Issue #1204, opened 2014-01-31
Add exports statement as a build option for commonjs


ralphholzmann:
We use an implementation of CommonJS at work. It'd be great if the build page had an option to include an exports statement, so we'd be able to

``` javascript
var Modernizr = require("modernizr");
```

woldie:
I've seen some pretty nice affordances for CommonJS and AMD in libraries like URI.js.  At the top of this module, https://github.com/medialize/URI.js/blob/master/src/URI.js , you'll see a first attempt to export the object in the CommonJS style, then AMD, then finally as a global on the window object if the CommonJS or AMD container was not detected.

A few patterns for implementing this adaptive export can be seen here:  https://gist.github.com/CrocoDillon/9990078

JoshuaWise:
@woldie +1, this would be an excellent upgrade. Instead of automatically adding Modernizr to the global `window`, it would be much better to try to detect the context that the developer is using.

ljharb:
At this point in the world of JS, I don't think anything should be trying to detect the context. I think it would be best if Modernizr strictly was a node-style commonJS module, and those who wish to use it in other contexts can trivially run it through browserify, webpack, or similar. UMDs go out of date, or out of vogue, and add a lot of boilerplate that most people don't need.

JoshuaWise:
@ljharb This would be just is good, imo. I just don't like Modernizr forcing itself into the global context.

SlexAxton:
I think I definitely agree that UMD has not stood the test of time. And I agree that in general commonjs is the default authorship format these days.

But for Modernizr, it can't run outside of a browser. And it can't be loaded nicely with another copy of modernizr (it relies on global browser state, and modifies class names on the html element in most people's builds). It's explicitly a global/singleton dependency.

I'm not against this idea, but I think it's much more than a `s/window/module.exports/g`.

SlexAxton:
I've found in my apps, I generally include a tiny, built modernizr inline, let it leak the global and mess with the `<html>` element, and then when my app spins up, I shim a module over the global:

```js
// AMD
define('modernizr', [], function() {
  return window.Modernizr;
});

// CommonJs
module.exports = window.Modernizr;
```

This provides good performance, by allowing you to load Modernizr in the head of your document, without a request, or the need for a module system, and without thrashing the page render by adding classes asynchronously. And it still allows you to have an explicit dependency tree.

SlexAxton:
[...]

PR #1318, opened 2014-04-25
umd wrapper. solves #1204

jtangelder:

##############################

--- TASK DESCRIPTION ---
Lines above with "most" in them are the ones to copy.

--- EXERCISE ANSWER ---
At this point in the world of JS, I don't think anything should be trying to detect the context. I think it would be best if Modernizr strictly was a node-style commonJS module, and those who wish to use it in other contexts can trivially run it through browserify, webpack, or similar. UMDs go out of date, or out of vogue, and add a lot of boilerplate that most people don't need.
But for Modernizr, it can't run outside of a browser. And it can't be loaded nicely with another copy of modernizr (it relies on global browser state, and modifies class names on the html element in most people's builds). It's explicitly a global/singleton dependency.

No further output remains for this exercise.